According to the terms of the acquisition agreement, Rhythm will purchase 100 percent of Xinvento’s fully-diluted equity for an upfront payment of $5m (subject to customary adjustments) with an additional payment of up to $6m in preclinical development milestones and up to an additional $50 million payable upon certain U.S. or EU regulatory approvals. Rhythm B.V. will also pay up to an additional $150m in certain commercial net sales milestones related to the lead candidate or a second molecule, in the event a second molecule is selected, developed and approved.
With the acquisition, Rhythm will enhance its endocrinology focus.
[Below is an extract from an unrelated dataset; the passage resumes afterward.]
PR #1204, opened 2019-12-15
Set correct type annotations for constants from token.py

uriyyo:
Use `Final[int]` instead of `Final` type annotation for tokens.
It will say that the variable is final and has int type.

Founded in 2021 by Claudine van der Sande, Xinvento is a biotech company focused on developing therapies for congenital hyperinsulinism (CHI). CHI is a rare genetic disease in which cells secrete excess insulin, causing hypoglycemia, which can result in serious health outcomes including seizures, coma, permanent brain damage and death. Claudine van der Sande is an experienced biopharmaceutical leader who previously held positions at Roche and Sanofi, and whose first-hand experience as a caregiver to her son living with CHI inspired her mission to seek a more effective treatment for CHI patients. She partnered with Dr. Piet Wigerinck, a medicinal chemist who served as chief scientific officer of Galapagos for 10 years, to lead the scientific effort.
Following the closing of this acquisition, Ms. van der Sande will join Rhythm as Vice President, Head of CHI program, and will provide her deep subject matter expertise to the advancement of the CHI program.
Led by CEO David Meeker, Rhythm Pharmaceuticals is a commercial-stage biopharmaceutical company committed to improving lives of patients living with hyperphagia and severe obesity caused by rare melanocortin-4 receptor (MC4R) pathway diseases. Its asset, IMCIVREE (setmelanotide), an MC4R agonist designed to treat hyperphagia and severe obesity caused by these diseases, is approved by the U.S. Food and Drug Administration (FDA) for chronic weight management in adult and pediatric patients 6 years of age and older with monogenic or syndromic obesity due to pro-opiomelanocortin (POMC), proprotein convertase subtilisin/kexin type 1 (PCSK1) or leptin receptor (LEPR) deficiency confirmed by genetic testing, or patients with a clinical diagnosis of Bardet-Biedl syndrome (BBS).